PR #931, opened 2024-09-14
[17.0] [MIG] report_py3o: Migration to 17.0

bug2point0:


angelmoya (approved):
:+1:  LGTM tested on runbot ok

report_py3o/__manifest__.py
```diff
@@ -0,0 +1,29 @@
...
+    "ODT -> PDF, ODT -> DOC, ODT -> DOCX, ODS -> ODS, etc.)",
+    "version": "17.0.1.0.0",
+    "category": "Reporting",
+    "license": "AGPL-3",
+    "author": "XCG Consulting, ACSONE SA/NV, Odoo Community Association (OCA)",
+    "website": "https://github.com/OCA/reporting-engine",
+    "depends": ["web"],
+    "external_dependencies": {
+        "python": ["py3o.template", "py3o.formats"],
+        "deb": ["libreoffice"],
```
Tardo, line 15: More info: https://github.com/odoo/odoo/blob/d759264c6e9b7a8cc8b6cffdc5509df654cd434c/odoo/modules/module.py#L508

```suggestion
        "bin": ["libreoffice"],
```

I think this should be changed on all versions... and other modules...

Tardo (changes requested):

report_py3o/__manifest__.py
bug2point0: [odoo docs](https://www.odoo.com/documentation/17.0/developer/reference/backend/module.html?highlight=external_dependencies) are pretty clear on this. Nice catch.

Tardo: Umm... looks like OCA "unofficial" way (i don't know where is documented) to handle dependencies in CI env: https://github.com/OCA/oca-ci/blob/c10c90835d3baf6576faaae03f593099b9995009/bin/oca_install_addons#L16

Perhaps a solution could be to use ```bin``` to have the Odoo check and ```deb``` to indicate how to install the package with the 'apt package manager'?

ping @sbidoul

sbidoul: You can add `bin` if you want, but please keep `deb` so libreoffice is installed in ci and runboat.

That said, I'm not sure libreoffice is a hard dependency. IIRC it's optional when using `report_py3o_fusion_server`, so in that case we should not add `bin`.

sersanchus:
I think I've found an issue. There is a demo report for res.users model that is defined in the file 'demo/res_users_report_py3o.xml'. However, it is not added in the 'demo' section of the '\_\_manifest\_\_.py' but rather in 'data'. Therefore, it is always installed even if demos are not required for the module.

report_py3o/__manifest__.py
Tardo: @bug2point0 I think there should be both “bin” and “deb”. 
As I see it, actually it all depends on which module you give more importance to 'report_py3o_fusion_server' vs 'report_py3o'... Everything else is a mess of dependencies (if you choose X with Y but you have Z then disable W... :/). At least from what I could see.

You decide, if you choose only “deb” it seems right to me... and if you choose “bin” and “deb” the same. Little more I can say.

Tardo:
@bug2point0 please, can you rebase? thanks!

Tardo:
@bug2point0 please, can you rebase? thanks! :B ... and please, check the commits because it looks like you're touching a lot more files than the migration requires.

pilarvargas-tecnativa:
superseded by https://github.com/OCA/reporting-engine/pull/1021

++++++++

- _Exercise aim_: Copy all of the listing above exactly, please.

- _Output of the exercise_:
PR #931, opened 2024-09-14
[17.0] [MIG] report_py3o: Migration to 17.0

bug2point0:


angelmoya (approved):
:+1:  LGTM tested on runbot ok

report_py3o/__manifest__.py
```diff
@@ -0,0 +1,29 @@
...
+    "ODT -> PDF, ODT -> DOC, ODT -> DOCX, ODS -> ODS, etc.)",
+    "version": "17.0.1.0.0",
+    "category": "Reporting",
+    "license": "AGPL-3",
+    "author": "XCG Consulting, ACSONE SA/NV, Odoo Community Association (OCA)",
+    "website": "https://github.com/OCA/reporting-engine",
+    "depends": ["web"],
+    "external_dependencies": {
+        "python": ["py3o.template", "py3o.formats"],
+        "deb": ["libreoffice"],
```
Tardo, line 15: More info: https://github.com/odoo/odoo/blob/d759264c6e9b7a8cc8b6cffdc5509df654cd434c/odoo/modules/module.py#L508

```suggestion
        "bin": ["libreoffice"],
```

I think this should be changed on all versions... and other modules...

Tardo (changes requested):

report_py3o/__manifest__.py
bug2point0: [odoo docs](https://www.odoo.com/documentation/17.0/developer/reference/backend/module.html?highlight=external_dependencies) are pretty clear on this. Nice catch.

Tardo: Umm... looks like OCA "unofficial" way (i don't know where is documented) to handle dependencies in CI env: https://github.com/OCA/oca-ci/blob/c10c90835d3baf6576faaae03f593099b9995009/bin/oca_install_addons#L16

Perhaps a solution could be to use ```bin``` to have the Odoo check and ```deb``` to indicate how to install the package with the 'apt package manager'?

ping @sbidoul

sbidoul: You can add `bin` if you want, but please keep `deb` so libreoffice is installed in ci and runboat.

That said, I'm not sure libreoffice is a hard dependency. IIRC it's optional when using `report_py3o_fusion_server`, so in that case we should not add `bin`.

sersanchus:
I think I've found an issue. There is a demo report for res.users model that is defined in the file 'demo/res_users_report_py3o.xml'. However, it is not added in the 'demo' section of the '\_\_manifest\_\_.py' but rather in 'data'. Therefore, it is always installed even if demos are not required for the module.

report_py3o/__manifest__.py
Tardo: @bug2point0 I think there should be both “bin” and “deb”. 
As I see it, actually it all depends on which module you give more importance to 'report_py3o_fusion_server' vs 'report_py3o'... Everything else is a mess of dependencies (if you choose X with Y but you have Z then disable W... :/). At least from what I could see.

You decide, if you choose only “deb” it seems right to me... and if you choose “bin” and “deb” the same. Little more I can say.

Tardo:
@bug2point0 please, can you rebase? thanks!

Tardo:
@bug2point0 please, can you rebase? thanks! :B ... and please, check the commits because it looks like you're touching a lot more files than the migration requires.

pilarvargas-tecnativa:
superseded by https://github.com/OCA/reporting-engine/pull/1021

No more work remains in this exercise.